- [Problem details] Only these lines of the data below are wanted: the one with "Rekres to bring", the one with "### LINKED ISSUE #1581: [chore]", and any lines between them, each repeated exactly.
··········
Issue #1521, opened 2025-09-05
More lint/style rules for UI


Slessi:
- [x] `"htmlWhitespaceSensitivity": "ignore"` for prettier, for consistent HTML templates. We don't need collapsible whitespace behaviour.
- [x] ~https://github.com/vue-a11y/eslint-plugin-vuejs-accessibility~
  - Too many a11y issues for now
- [x] https://eslint.vuejs.org/rules/define-props-destructuring.html
- [x] ~see if `@vue/eslint-config-typescript` offers more beyond their `recommended` list~
  - They do, but it would just be re-implementing `tsc` which we do already 
- [x] Have another look at the uncategorised section of https://eslint.vuejs.org/rules/
- [x] ~Something to enforce type/interface decision in TS? Bit annoying to have `type Props` and `interface Props` mismatch in places~
    - Not important

PR #1559, opened 2025-09-10
chore: ignore html whitespace

Slessi:
Add a setting to prettier to ignore HTML whitespace differences. Its not a concern with our setup, so we prefer consistency.

Related https://github.com/siderolabs/omni/issues/1521

### DIFF
--- a/frontend/.prettierrc.json
+++ b/frontend/.prettierrc.json
@@ -4,6 +4,7 @@
   "singleQuote": true,
   "printWidth": 100,
   "plugins": ["prettier-plugin-tailwindcss"],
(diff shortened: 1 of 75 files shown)


frontend/.prettierrc.json
```diff
@@ -4,6 +4,7 @@
   "singleQuote": true,
   "printWidth": 100,
   "plugins": ["prettier-plugin-tailwindcss"],
+  "htmlWhitespaceSensitivity": "ignore",
```
Slessi, line 7: This is the change, and the rest is auto fixed by prettier

smira (approved):

frezbo (approved):

PR #1569, opened 2025-09-12
feat: abort ongoing cluster import process

### LINKED ISSUE #1313: take the cluster out of Omni management
In the context of the cluster import, it allows to "abort" ("revert") the import.

## Input

`Cluster`

## Result

* `Cluster` and associated resources (related to the cluster) are removed from Omni
* `Machine`/`Link` resources for the machines which are part of the cluster are removed from Omni (wihout wiping)

Omni doesn't attempt to revert any machine configuration changes, e.g. Kubernetes controlplane endpoint.

Omni assumes a user has PKI to access the cluster (in the future we might implement "take out" PKI).

oguzkilcan:
Added a new omnictl command for aborting cluster import process and removing the created resources (e.g `Cluster`, `MachineSet`s, `MachineSetNode`s without reseting the machines.

Closes #1313


client/pkg/omnictl/cluster/import.go
```diff
@@ -0,0 +1,88 @@
...
+	"github.com/siderolabs/omni/client/pkg/client"
+	"github.com/siderolabs/omni/client/pkg/omni/resources"
+	"github.com/siderolabs/omni/client/pkg/omni/resources/omni"
+	"github.com/siderolabs/omni/client/pkg/omnictl/internal/access"
+)
+
+var abortImportCmd = &cobra.Command{
+	Use:   "abort <cluster name>",
+	Short: "Abort an ongoing cluster import operation",
+	Long: `Abort an ongoing cluster import operation. This will clean up any resources created during the import process and
```
smira, line 25: my concern with this is that (I think) we discussed this should be available for any cluster as an option

so it's more like `cluster export` if you wish for any cluster (?)

if we need to taint it before doing so, it's fine as well

oguzkilcan: I was thinking of implementing an `omnictl cluster export` command that basically dumps the secret bundle, machine configs and/also talosconfig, and taints the cluster accordingly. Then this operation can be finalized with `omnictl cluster export finalize` command basically doing the same thing that aborting an import operation does.

smira: yes, I think that would be great, so it's useful outside of import process as well

client/pkg/omnictl/cluster/import.go
```diff
@@ -0,0 +1,88 @@
...
+
+	if _, ok := clusterStatus.Metadata().Labels().Get(omni.LabelClusterTaintedByImporting); !ok {
+		return fmt.Errorf("cluster %q is not tainted as importing", id)
+	}
+
+	if _, ok := cluster.Metadata().Annotations().Get(omni.ClusterLocked); !ok {
+		return fmt.Errorf("cluster %q is not locked", id)
+	}
+
+	fmt.Fprintf(os.Stderr, "Aborting import operation for cluster %q\n", id)
```
Orzelius: Should this and the following log really go to Stderr?

internal/backend/runtime/omni/migration/manager.go
```diff
@@ -236,6 +236,10 @@ func NewManager(state state.State, logger *zap.Logger) *Manager {
 				callback: populateNodeUniqueTokens,
 				name:     "populateNodeUniqueTokens",
 			},
+			{
+				callback: moveClusterTaintFromResourceToLabel,
+				name:     "moveClusterTaintFromResourceToLabel",
```
Orzelius, line 241: I'm wondering why it's better to have them as labels. Was there a discussion somewhere about this change?

client/pkg/omnictl/cluster/import.go
oguzkilcan: Changed it to Stdout

internal/backend/runtime/omni/migration/manager.go
oguzkilcan: I discussed this with Artem. Using the resource was to prevent users from removing the taint after it was set. Using labels on a Omni owned resource gives us the same capability and we don't have to maintain an extra resource.

internal/backend/runtime/omni/migration/migrations.go
```diff
@@ -1918,3 +1918,28 @@ func populateNodeUniqueTokens(ctx context.Context, st state.State, _ *zap.Logger
...
+	}
+
+	for taint := range clusterTaints.All() {
+		if err = safe.StateModify(ctx, st, omni.NewClusterStatus(resources.DefaultNamespace, taint.Metadata().ID()),
+			func(res *omni.ClusterStatus) error {
+				res.Metadata().Labels().Set(omni.LabelClusterTaintedByBreakGlass, "")
+
+				return nil
+			},
+		); err != nil {
```
Unix4ever: You need to add `WithPhaseAny` here to the modify call, otherwise clusters stuck in destroying will make this migration fail.

internal/backend/runtime/omni/migration/migrations.go
```diff
@@ -1918,3 +1918,28 @@ func populateNodeUniqueTokens(ctx context.Context, st state.State, _ *zap.Logger
...
+			return err
+		}
+
+		if err = st.TeardownAndDestroy(ctx, taint.Metadata()); err != nil {
```
Unix4ever, line 1938: I don't think the taint has any finalizers, but just for the future reference: as the controllers don't run during the migration waiting for them to remove finalizers is pointless as it will never complete

PR #1578, opened 2025-09-16
chore: rekres and fix e2e test runs

oguzkilcan:
Rekres to bring back retrieve PR labels step default job and use relative location of GH workspace instead of `/tmp` for local storage.


hack/test/integration.sh
```diff
@@ -431,6 +431,7 @@ if [ "${INTEGRATION_RUN_E2E_TEST:-true}" == "true" ]; then
   cd internal/e2e-tests/
   docker buildx build --load . -t e2etest
   docker run --rm \
+    -v ${TEST_OUTPUTS_DIR}/e2e/playwright-report:/tmp/test/playwright-report \
```
Slessi: this folder does not exist on this branch

.github/workflows/ci.yaml
```diff
@@ -769,14 +728,6 @@ jobs:
       - name: Set secrets for job
         run: |
           sops -d .secrets.yaml | yq -e '.secrets | to_entries[] | .key + "=" + .value' >> "$GITHUB_ENV"
-      - name: Download artifacts
-        uses: actions/download-artifact@v4
```
frezbo, line 773: we don't need this step anymore?

frezbo (approved):

.github/workflows/ci.yaml
oguzkilcan: We weren't using this step on cron e2e tests, so I presume it's also not needed here.

PR #1584, opened 2025-09-17
chore: strip comments from generated ClusterMachineConfig

### LINKED ISSUE #1581: [chore] do not include the comments to the generated ClusterMachineConfig
The comments might change from version to version.

To avoid updating the existing configs only the new calls to generate cluster machine config should use no comments.

oguzkilcan:
Do not include the comments to the generated ClusterMachineConfig to prevent triggering noop machine updates caused by changes on machine config comments

Fixes #1581

### DIFF
--- a/internal/backend/runtime/omni/controllers/omni/cluster_machine_config.go
+++ b/internal/backend/runtime/omni/controllers/omni/cluster_machine_config.go
@@ -6,6 +6,7 @@
 package omni
 
 import (
+	"bytes"
 	"context"
 	"errors"
 	"fmt"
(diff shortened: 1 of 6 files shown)


internal/backend/runtime/omni/controllers/omni/cluster_machine_config.go
```diff
@@ -257,8 +260,22 @@ func reconcileClusterMachineConfig(
 		return nil //nolint:nilerr
 	}
 
-	if err = machineConfig.TypedSpec().Value.SetUncompressedData(data); err != nil {
-		return err
+	skipUpdate := false
+
+	// skip comparing existing config to generated config if existing config has it's comments stripped to avoid unnecessary decompression/unmarshalling
```
utkuozdemir, line 265:
```suggestion
	// skip comparing existing config to generated config if existing config has its comments stripped to avoid unnecessary decompression/unmarshaling
```

Issue #1588, opened 2025-09-17
startup check for 'strict mode'


smira:
Ensure there are no machines on Talos < 1.6 before enabling strict mode.

If the condition is not met, crash Omni.

PR #1601, opened 2025-09-19
feat: check on start up if the account has Talos < 1.6 and strict tokens

Unix4ever:
If both conditions are true, make Omni crash with the error explaining that using Talos 1.6 and `strict` join tokens mode is not possible.

Fixes: https://github.com/siderolabs/omni/issues/1588


client/api/omni/specs/omni.proto
```diff
@@ -1222,6 +1222,8 @@ message MachineStatusMetricsSpec {
   uint32 connected_machines_count = 2;
   uint32 allocated_machines_count = 3;
   uint32 pending_machines_count = 4;
+
+  map<string, int32> versions_map = 5;
```
Unix4ever, line 1229: I added this as an optimization to avoid listing all machine statuses, but then realized that this resource is ephemeral and it won't exist on the Omni start up.

But I decided to keep it as it will be used in the versions breakdown screen anyways.

PR #1602, opened 2025-09-19
fix: update home page wording as SideroLink

rothgar:
Make it more clear with docs references the endpoint is for the SideroLink connection.

I might have missed other references to WireGuard but didn't see any obvious ones we'd want to replace.

### DIFF
--- a/frontend/src/views/omni/Home/HomeGeneralInformation.vue
+++ b/frontend/src/views/omni/Home/HomeGeneralInformation.vue
@@ -101,7 +101,7 @@ watch(apiConfigErr, (err) => err && showError(err))
       />
 
       <HomeGeneralInformationCopyable
-        title="WireGuard Endpoint"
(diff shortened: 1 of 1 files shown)


Slessi (approved):
LGTM for home page just gotta rebase ✅ 

There is also a mention on clusters page that you can change [here](https://github.com/siderolabs/omni/blob/dbe39ea1fcf811d3d66df48cc8a2bdfe2ce5dea4/frontend/src/views/cluster/Overview/components/OverviewRightPanel/OverviewRightPanelCondition.vue#L30) if it makes sense.


Link and piccu:
https://demo.omni.stage.managed.siderolabs.io/clusters/talos-default
Image

utkuozdemir (approved):

rothgar:
I left my yubikey at home so I won't be able to rebase this PR until next week.

PR #1606, opened 2025-09-21
feat: add more cluster and machine metrics

utkuozdemir:
Add metrics for enabled cluster features and for various machine properties:

```text
# HELP omni_cluster_features Number of clusters with specific features enabled.
# TYPE omni_cluster_features gauge
omni_cluster_features{feature="disk_encryption"} 1
omni_cluster_features{feature="embedded_discovery_service"} 0
omni_cluster_features{feature="workload_proxy"} 1

# HELP omni_machine_platforms Number of machines in the instance by platform.
# TYPE omni_machine_platforms gauge
omni_machine_platforms{platform="akamai"} 0
omni_machine_platforms{platform="aws"} 0
omni_machine_platforms{platform="azure"} 0
omni_machine_platforms{platform="cloudstack"} 0
omni_machine_platforms{platform="digital-ocean"} 0
omni_machine_platforms{platform="equinixMetal"} 0
omni_machine_platforms{platform="exoscale"} 0
omni_machine_platforms{platform="gcp"} 0
omni_machine_platforms{platform="hcloud"} 0
omni_machine_platforms{platform="metal"} 10
omni_machine_platforms{platform="nocloud"} 0
omni_machine_platforms{platform="opennebula"} 0
omni_machine_platforms{platform="openstack"} 0
omni_machine_platforms{platform="oracle"} 0
omni_machine_platforms{platform="scaleway"} 0
omni_machine_platforms{platform="upcloud"} 0
omni_machine_platforms{platform="vmware"} 0
omni_machine_platforms{platform="vultr"} 0

# HELP omni_machine_secure_boot_status Number of machines in the instance by secure boot status.
# TYPE omni_machine_secure_boot_status gauge
omni_machine_secure_boot_status{enabled="false"} 10
omni_machine_secure_boot_status{enabled="true"} 0
omni_machine_secure_boot_status{enabled="unknown"} 0

# HELP omni_machine_uki_status Number of machines in the instance by UKI (Unified Kernel Image) status.
# TYPE omni_machine_uki_status gauge
omni_machine_uki_status{booted_with_uki="false"} 0
omni_machine_uki_status{booted_with_uki="true"} 10
omni_machine_uki_status{booted_with_uki="unknown"} 0
```

Closes #22.

PR #1613, opened 2025-09-23
fix: fix the order in the grpc interceptor chain

utkuozdemir:
Change the interceptor order to move the Prometheus metrics collector earlier, so that we can get metrics for the calls that fail early. Related to siderolabs/omni#1606.

Additionally, ensure that `get` access to the `AuthConfig` resource does not require a GRPC signature.

### DIFF
--- a/internal/pkg/auth/interceptor/auth_config.go
+++ b/internal/pkg/auth/interceptor/auth_config.go
@@ -14,6 +14,8 @@ import (
 	"google.golang.org/grpc"
 	"google.golang.org/grpc/metadata"
 
+	resapi "github.com/siderolabs/omni/client/api/omni/resources"
+	authres "github.com/siderolabs/omni/client/pkg/omni/resources/auth"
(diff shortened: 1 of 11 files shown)


internal/pkg/auth/interceptor/auth_config.go
```diff
@@ -36,7 +38,15 @@ func NewAuthConfig(enabled bool, logger *zap.Logger) *AuthConfig {
 // Unary returns a new unary GRPC interceptor.
 func (c *AuthConfig) Unary() grpc.UnaryServerInterceptor {
 	return func(ctx context.Context, req any, info *grpc.UnaryServerInfo, handler grpc.UnaryHandler) (any, error) {
-		ctx = c.intercept(ctx, info.FullMethod)
+		isGetAuthConfigRequest := false
+
+		if req != nil && info.FullMethod == resapi.ResourceService_Get_FullMethodName {
```
frezbo: also check if `info != nil`?

PR #1625, opened 2025-09-23
feat(frontend): improve chart colors for more intuitive status visual…

niklasfrick:
Add custom color support to RadialBar component:

   - Update Clusters chart with intuitive colors (green=healthy, red=unhealthy)
   - Update Machines chart with intuitive colors (green=connected, red=disconnected)
   - Useing more intuitive colors for status: green for positive states, red for problems, yellow for warnings, blue for operations

### DIFF
--- a/frontend/src/components/common/Charts/RadialBar.vue
+++ b/frontend/src/components/common/Charts/RadialBar.vue
@@ -18,6 +18,7 @@ interface Props {
   items: {
     label: string
     value: number
+    color?: string
   }[]
   legendFormatter?: (value: number) => string
 }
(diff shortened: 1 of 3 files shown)


Slessi:
I understand the intent here but need to have an internal discussion about this I think, it covers a topic I have raised about using colours only to show intent, or maybe in this case branding, which I believe is the reason that the orange is so prominent. I do see how orange feels like a "danger" colour though, despite being used for the healthy bar.

Adding screenshots for reference, before and after
before

after

niklasfrick:
Thanks for the feedback and for adding the screenshots — noted on the internal discussion, no rush! 😉

Slessi:
@niklasfrick We've discussed this with the team and designers and we have some broader plans we are going to tackle regarding colour use in omni. For now will close this as it doesn't feel quite right in the current version of the page, but we hear you! New colours coming soon to an omni near you.

PR #1630, opened 2025-09-24
test: fix the data race in TestEtcdElectionsLost

utkuozdemir:
Wait for the goroutine to complete before the test exits, so its `StopElections` does not produce a log after the test has completed, which causes a data race.

### DIFF
--- a/internal/backend/runtime/omni/state_etcd_election_test.go
+++ b/internal/backend/runtime/omni/state_etcd_election_test.go
@@ -7,6 +7,7 @@ package omni_test
 
 import (
 	"context"
+	"sync"
 	"testing"
 	"time"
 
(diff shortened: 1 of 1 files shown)


internal/backend/runtime/omni/state_etcd_election_test.go
```diff
@@ -15,6 +15,7 @@ import (
 	"github.com/stretchr/testify/require"
 	"go.uber.org/zap/zaptest"
 	"golang.org/x/sync/errgroup"
+	"gvisor.dev/gvisor/pkg/sync"
```
smira: are you sure about this import?

oguzkilcan: GoLand is at it again

utkuozdemir: yes this is much better one :P

oguzkilcan (approved):

PR #3246, opened 2026-08-11
fix: bound the machine config diff by bytes, not just lines

oguzkilcan:
The diff operation could produce a diff larger than etcd's write limit, leading to failures when storing it on etcd.

Compute now also compares byte sizes and returns the short summary when either the combined inputs or the resulting diff exceed 512 KiB.

### DIFF
--- a/client/pkg/diff/diff.go
+++ b/client/pkg/diff/diff.go
@@ -18,9 +18,12 @@ import (
 // human can meaningfully review it and the algorithmic cost becomes prohibitive.
 const MaxLines = 75_000
 
+// MaxBytes is the maximum size of the diff returned.
+const MaxBytes = 512 * 1024
+
 // Compute returns a unified diff (without the --- / +++ header) between two
-// byte slices. For inputs whose combined line count exceeds MaxLines it returns
-// a short summary instead.
+// byte slices. Inputs past MaxLines, or a diff past MaxBytes, yield a short
+// summary instead.
 func Compute(previousData, newData []byte) (string, error) {
 	if bytes.Equal(previousData, newData) {
 		return "", nil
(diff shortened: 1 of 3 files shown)


client/pkg/diff/diff.go
```diff
@@ -50,10 +54,20 @@ func Compute(previousData, newData []byte) (string, error) {
 		return "", err
 	}
 
+	// Two inputs that each fit within the bounds above can still produce a diff bigger
+	// than both, so the result needs its own check.
+	if len(result) > MaxBytes {
+		return tooLargeSummary(prevLines, newLines), nil
+	}
```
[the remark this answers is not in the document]
oguzkilcan: We would be saving like 10 bytes here. But I'll fix it for consistency.

client/pkg/diff/diff.go
```diff
@@ -29,8 +33,8 @@ func Compute(previousData, newData []byte) (string, error) {
 	prevLines := bytes.Count(previousData, []byte("\n"))
 	newLines := bytes.Count(newData, []byte("\n"))
 
-	if prevLines+newLines > MaxLines {
-		return fmt.Sprintf("@@ -%d,%d +%d,%d @@ diff too large to display\n", 1, prevLines, 1, newLines), nil
+	if prevLines+newLines > MaxLines || len(previousData)+len(newData) > MaxBytes {
```
smira:
```suggestion
	if prevLines+newLines > MaxLines {
```

I would not put the check here - even two large inputs can produce a tiny diff. The diff algorithm itself only cares about lines, so the size doesn't matter at all.

The check on the result diff size makes sense imho on line 62-66

oguzkilcan: I guess I was a bit too aggressive with defensive code there.

smira (approved):

Issue #3166, opened 2026-07-20
Serve EIF security artifacts through Omni (API + UI) instead of client-side factory fetches


sterlingkoch:
### Problem Description

Enterprise customers can only reach their per-schematic security artifacts (SPDX 2.3 SBOM, VEX JSON, scan reports) through the Omni UI. `v1.9.0` put them in the install-media wizard; `v1.10.0` added a security page for what a cluster is *actually running*, with the upgrade paths that clear each vulnerability (#3048). Both fetch from the factory client-side, so the browser needs factory credentials — today they are embedded in the URL's userinfo.

Two problems follow:

1. **No programmatic path.** A fleet-wide pull ("give me the SBOM + VEX for every installed image in this cluster") means reconstructing schematic/version/arch combinations by hand and hitting the factory directly.
2. **Factory credentials reach the browser.** Every client-side artifact fetch needs them, so they end up in URLs rendered on screen.

Part of TEL September readiness (M2 in the [Build Spec](https://app.notion.com/p/siderolabs/Build-Spec-TEL-September-2026-Launch-39eb1211badf8102b317ee1635efcae9)). The definition of done includes: script a fleet-wide artifact pull — for a cluster, enumerate installed (schematic, version) pairs and retrieve the matching SBOM + VEX via the Omni API.

### Solution

Omni fetches security artifacts server-side using the factory credentials it already holds, and serves them to the frontend. No factory credentials in the browser.

- Machine- and cluster-level artifact access keyed to installed state (schematic, version, arch), in the UI and via the Omni API.
- API: enumerate a cluster's installed (schematic, version) pairs and resolve each to its SBOM / VEX / scan report, so a fleet-wide pull is a script rather than a spreadsheet.
- Omni serves the artifact itself rather than handing the browser a credentialed or tokened link to the factory.

### Alternative Solutions

**Redirect the browser to the factory with a signed download token (siderolabs/image-factory#509) — not viable.** Download tokens are accepted only on `GET`/`HEAD` `/image/`; the factory middleware rejects them on every other path, deliberately ("Tokens are only accepted on GET/HEAD /image/ to prevent use on other endpoints"). Artifact paths would 401.

It is also the wrong fit. Download tokens exist so a URL can leave the browser — copy it, carry it through a bastion, curl it into a restricted network. Security artifacts are read in the UI or pulled by a script against the Omni API, so they don't need a portable URL; they need Omni to fetch on the user's behalf.

### Notes

[...]

Issue #3138, opened 2026-07-15
Support time-based signed download URLs


sterlingkoch:
### Problem Description

Enterprise download URLs currently embed the Image Factory username and password in plaintext. Per the July 15 planning meeting, these are replaced with time-based signed URLs. This ticket covers the Omni side; the factory mechanism shipped in siderolabs/image-factory#509 (merged July 27), which resolved the original open question of where signing happens — the factory mints.

How it works: a token is requested from the factory's authenticated `POST /download-token` endpoint and appended to download URLs as `?token=…`. Tokens are identity-scoped JWTs, accepted only on `GET`/`HEAD` `/image/` paths, with validity returned as `expires_in`. Part of TEL September readiness.

sterlingkoch:
Design guidance...

**Where this lives** 
The schematic output screen of the install-media wizard (the screen listing ISO / disk images / installer image / extra assets). Signed URLs replace the embedded-credential URLs in place — same layout, same copy buttons.

**One validity message for the whole screen, not per link.** 
All links on this screen are minted together at render, so they share one expiry. One line above the asset list:

> "These links expire in 4:32..."

**Expired state: screen-level, not per-link.** When expiry passes while the dialog is open, flip the whole screen with a client-side timer icon rather than letting someone copy a dead link:

Message: "These download links have expired."
One action: "Generate fresh links" button — re-requests tokens and re-renders the same screen.
Copy buttons disabled in the expired state.

Something like this:

```
Schematic ready   412ef446…
──────────────────────────────────────────────
ⓘ These links expire in 4:32...

ISO          https://factory.siderolabs.com/image/…?token=…   [copy]
Disk (raw)   https://factory.siderolabs.com/image/…?token=…   [copy]
…
──────────────────────────────────────────────
⚠ These download links have expired.
  [ Generate fresh links ]        (copy buttons disabled)

```

PXE: the PXE row disappears for enterprise per #3137, so it needs no expired-state treatment.

Happy to do a Figma pass on the two states if that would help, but I'm guessing the above is enough to go on.

sterlingkoch:
- Default token TTL is 5 minutes (factory-configurable, `DownloadTokenTTL`). Whether that clears the bastion use case above is an open question — the UI should drive everything off `expires_in` and assume nothing about the duration.
[...]

PR #3248, opened 2026-08-11
fix(frontend): add missing credentials to security pages

Slessi:
- Consolidate credential URL logic into useResolvedFactory.
- Add missing factory auth credentials to enterprise security pages in the frontend.
- Remove credentials from talosctl downloads as they are not required there.
- Add messages to inform user about orphaned presets rather than just disabling buttons in some cases, and rendering undefined URLs in others.


sterlingkoch:
For the record since this will outlive the DM it was discussed in: this consolidates the existing embedded-credential URL pattern and extends it to the security pages as an interim fix for the 401s. The pattern itself is on the way out — #3138 replaces it with signed tokens for image downloads, and #3166 moves the security artifacts behind Omni entirely.

utkuozdemir (approved):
··········
- [Task result]
Rekres to bring back retrieve PR labels step default job and use relative location of GH workspace instead of `/tmp` for local storage.


hack/test/integration.sh
```diff
@@ -431,6 +431,7 @@ if [ "${INTEGRATION_RUN_E2E_TEST:-true}" == "true" ]; then
   cd internal/e2e-tests/
   docker buildx build --load . -t e2etest
   docker run --rm \
+    -v ${TEST_OUTPUTS_DIR}/e2e/playwright-report:/tmp/test/playwright-report \
```
Slessi: this folder does not exist on this branch

.github/workflows/ci.yaml
```diff
@@ -769,14 +728,6 @@ jobs:
       - name: Set secrets for job
         run: |
           sops -d .secrets.yaml | yq -e '.secrets | to_entries[] | .key + "=" + .value' >> "$GITHUB_ENV"
-      - name: Download artifacts
-        uses: actions/download-artifact@v4
```
frezbo, line 773: we don't need this step anymore?

frezbo (approved):

.github/workflows/ci.yaml
oguzkilcan: We weren't using this step on cron e2e tests, so I presume it's also not needed here.

PR #1584, opened 2025-09-17
chore: strip comments from generated ClusterMachineConfig

### LINKED ISSUE #1581: [chore] do not include the comments to the generated ClusterMachineConfig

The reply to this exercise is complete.